Our experience suggests that endoscopic abdominal exploration with sutured closure can yield expedient and definitive perforation management. Additionally, these techniques may allow the endoscopist to better address larger and more complex intraprocedural perforations. As more endoscopists gain experience with suturing, endoscopic closure may offer the prospect of decreased morbidity and lower health care costs.
Take-home Message.
Endoscopic management of complex luminal perforation with peritoneal contamination may be feasible.
Endoscopic exploration of the peritoneal cavity may allow safe angiocatheter placement under direct visualization for the management of pneumoperitoneum as well as inspection for visceral injury and removal of leaked luminal contents.
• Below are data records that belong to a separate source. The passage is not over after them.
PR #726, opened 2023-11-20
feat: Rewrite host headers in API client to embed sphere identity in subdomain

jsantell:
...when feature 'test-gateway' is enabled.

### DIFF
--- a/rust/noosphere-core/src/api/client.rs
+++ b/rust/noosphere-core/src/api/client.rs
@@ -21,6 +21,7 @@ use noosphere_storage::{block_deserialize, block_serialize, BlockStore};
 use reqwest::{header::HeaderMap, StatusCode};
 use tokio_stream::{Stream, StreamExt};
 use tokio_util::io::StreamReader;
+use tracing::*;
 use ucan::{
     builder::UcanBuilder,
     capability::CapabilityView,
@@ -30,7 +31,7 @@ use ucan::{
 };
 use url::Url;
 
-#[cfg(doc)]
+#[cfg(any(doc, feature = "test-gateway"))]
 use crate::data::Did;
 
 use super::v0alpha1::ReplicationMode;
@@ -39,6 +40,10 @@ use super::v0alpha1::ReplicationMode;
 /// API. It embodies the intended usage of the REST API, which includes an
 /// opening handshake (with associated key verification) and various
 /// UCAN-authorized verbs over sphere data.
+///
+/// When built with the `test-gateway` flag, a modified Host header
+/// is sent, rewriting Host to `{IDENTITY}.gateway.test`, where IDENTITY
+/// is the client sphere identity with the `did:key:` prefix stripped.
 pub struct Client<K, S>
 where
     K: KeyMaterial + Clone + 'static,
@@ -61,6 +66,9 @@ where
     pub store: S,
 
     client: reqwest::Client,
+
+    #[cfg(feature = "test-gateway")]
+    forced_host_header: reqwest::header::HeaderValue,
 }
 
 impl<K, S> Client<K, S>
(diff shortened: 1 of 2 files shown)


rust/noosphere-core/src/api/client.rs
```diff
@@ -529,3 +567,20 @@ where
...
+fn apply_test_header(headers: &mut HeaderMap, forced_host_header: &reqwest::header::HeaderValue) {
+    use reqwest::header::HOST;
+    _ = headers.remove(HOST);
+    headers.insert(HOST, forced_host_header.to_owned());
+}
+
+#[cfg(feature = "test-gateway")]
+fn create_test_header(identity: &str) -> Result<reqwest::header::HeaderValue> {
+    Ok(reqwest::header::HeaderValue::from_str(&format!(
+        "{}.gateway.test",
```
cdata, line 581: Would it be possible scope the subdomain to the host of the configured gateway URL e.g., if user configured `http://localhost:8493` as their gateway URL, the host becomes `$SPHERE_ID.localhost`?

rust/noosphere-core/src/api/client.rs
```diff
@@ -529,3 +567,56 @@ where
...
+    Ok(reqwest::header::HeaderValue::from_str(&new_host)?)
+}
+
+#[cfg(all(test, feature = "test-gateway"))]
+mod tests {
+    use super::*;
+    use reqwest::header::HeaderValue;
+
+    #[test]
+    fn test_create_test_header() -> Result<()> {
```
cdata, line 601: Preferred naming for tests is `it_$description_of_thing_it_does`

rust/noosphere-core/src/api/client.rs
```diff
@@ -529,3 +567,56 @@ where
...
+
+#[cfg(feature = "test-gateway")]
+fn apply_test_header(headers: &mut HeaderMap, forced_host_header: &reqwest::header::HeaderValue) {
+    use reqwest::header::HOST;
+    _ = headers.remove(HOST);
+    headers.insert(HOST, forced_host_header.to_owned());
+}
+
+#[cfg(feature = "test-gateway")]
+fn create_test_header(api_base: &Url, identity: &str) -> Result<reqwest::header::HeaderValue> {
```
cdata, line 579: Use `&Did` instead of `&str` here

rust/noosphere-core/src/api/client.rs
```diff
@@ -529,3 +567,56 @@ where
...
+    let mod_identity = identity
+        .strip_prefix("did:key:")
+        .ok_or_else(|| anyhow!("Could not format HOST header for test-gateway."))?;
```
cdata, line 582: `Host` or `host`, not `HOST` https://developer.mozilla.org/en-US/docs/Web/HTTP/Headers/Host

rust/noosphere-core/src/api/client.rs
```diff
@@ -529,3 +567,56 @@ where
...
+    let domain = api_base.domain().or_else(|| Some("gateway.test")).unwrap();
```
cdata, line 583: Probably want this to be an error, since it is just guessing at this point?

cdata (commented):
This is great, minor cleanup requested!

rust/noosphere-core/src/api/client.rs
jsantell: domain is `None` in the case of e.g. `127.0.0.1`, where we need some domain name to use to prepend the sphere identity

cdata: Yeah, that's why I'm saying it should be an error, because you're just guessing that e.g., `gateway.test` is a legible hostname.

cdata: If the tester explicitly wants that hostname, they can configure it!

jsantell: I'm not sure I follow, this is strictly to test servers at host 127.0.0.1 in tests, if I could configure a host name for local tests this feature wouldn't be needed. `gateway.test` can be anything, but we can't add a subdomain to `127.0.0.1`

jsantell:
Updated, rejecting if no domain found; downstream usage requires e.g. `localhost` for `127.0.0.1`, but can support a subdomain for counterpart extraction (updated tests)

cdata (approved):
Thanks for taking the feedback in stride. LGTM!

PR #734, opened 2023-11-27
feat: Force quit rocksdb worker threads upon dropping.

jsantell:


cdata:
@jsantell can you provide some commentary on the motivation of this change? Most of the context is phased out of my brain from holidays.

jsantell:
Suspecting a possible culprit for the lock inbetween windowing: https://github.com/subconsciousnetwork/subconscious/issues/1008 -- not sure of the current state there, but this at least reasonably maps rocksdb resource lifetimes to the rust structures (originally elided due to stack overflow in early integration tests and a one off comment somewhere suspecting the two related)

cdata (approved):
LGTM

PR #767, opened 2024-01-08
fix!: The gateway should not call initialize_tracing

justinabrahms:
Initializing tracing is the responsibility of a surrounding binary, not library code.


jsantell (dismissed):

Sutured full-thickness closure of large complex defects (> 20 mm, irregular margins) may allow definitive management of perforation by the endoscopist during the index procedure.
Abbreviations
- CRE
controlled radial expansion
- NOTES
natural orifice transluminal endoscopic surgery
Footnotes
DISCLOSURE: The following author disclosed a financial relationship relevant to this publication: Dr. Thompson is a consultant for Apollo Endosurgery. The other author disclosed no financial relationships relevant to this publication.